Issue #7713, opened 2024-07-16
[FEATURE] Move component logic to Vuex actions


HNOONa-0:
Currently, several components in our IDE directly perform state mutation operations on the Vuex store directly.

To improve the maintainability and testability of our code, we should refactor these components to dispatch actions instead. The actions will handle the logic and trigger the necessary mutations.

PR #7734, opened 2024-08-01
Refactor components to use actions for triggering mutations (Part 1)

HNOONa-0:
# Description
I modified four components `textEditor`, `zipViewer`, `DiffEditor` and `MonacoEditor` so that they would `dispatch` store actions rather than directly calling commit. The actions I implemented have the same name as their corresponding `getters` and `mutations`. This is for convenience as if they had another name, we would have to pass it as props.

refs: #7713

# Comments

# Checklist:


HNOONa-0:
@pabo99 PTAL!

frontend/www/js/omegaup/graderv2/TextEditor.vue
```diff
@@ -49,16 +48,15 @@ export default class TextEditor extends Vue {
 
 <style lang="scss" scoped>
 @import '../../../sass/main.scss';
+
```
pabo99, line 51: Now I realize we have some duplicated styles for the textarea element. 

If you review the `index.html` and `index-light.html` templates, you will find that we include the `frontend/www/grader/ephemeral/style.css` and `frontend/www/grader/ephemeral/style-light.css` files. Although this change is not related to the PR you are working on, can you work on unifying them so they remain in the appropriate component?

To avoid modifying this PR, can you fix it in a new one?

Ideally, both `.css` files should be removed.

pabo99 (approved):
I just left you one comment not related to this PR, so this one LGTM and it is approved.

▸ Your goal
Quote all the records exactly, please, leaving none out.

▸ Written solution
Issue #7713, opened 2024-07-16
[FEATURE] Move component logic to Vuex actions


HNOONa-0:
Currently, several components in our IDE directly perform state mutation operations on the Vuex store directly.

To improve the maintainability and testability of our code, we should refactor these components to dispatch actions instead. The actions will handle the logic and trigger the necessary mutations.

PR #7734, opened 2024-08-01
Refactor components to use actions for triggering mutations (Part 1)

HNOONa-0:
# Description
I modified four components `textEditor`, `zipViewer`, `DiffEditor` and `MonacoEditor` so that they would `dispatch` store actions rather than directly calling commit. The actions I implemented have the same name as their corresponding `getters` and `mutations`. This is for convenience as if they had another name, we would have to pass it as props.

refs: #7713

# Comments

# Checklist:


HNOONa-0:
@pabo99 PTAL!

frontend/www/js/omegaup/graderv2/TextEditor.vue
```diff
@@ -49,16 +48,15 @@ export default class TextEditor extends Vue {
 
 <style lang="scss" scoped>
 @import '../../../sass/main.scss';
+
```
pabo99, line 51: Now I realize we have some duplicated styles for the textarea element. 

If you review the `index.html` and `index-light.html` templates, you will find that we include the `frontend/www/grader/ephemeral/style.css` and `frontend/www/grader/ephemeral/style-light.css` files. Although this change is not related to the PR you are working on, can you work on unifying them so they remain in the appropriate component?

To avoid modifying this PR, can you fix it in a new one?

Ideally, both `.css` files should be removed.

pabo99 (approved):
I just left you one comment not related to this PR, so this one LGTM and it is approved.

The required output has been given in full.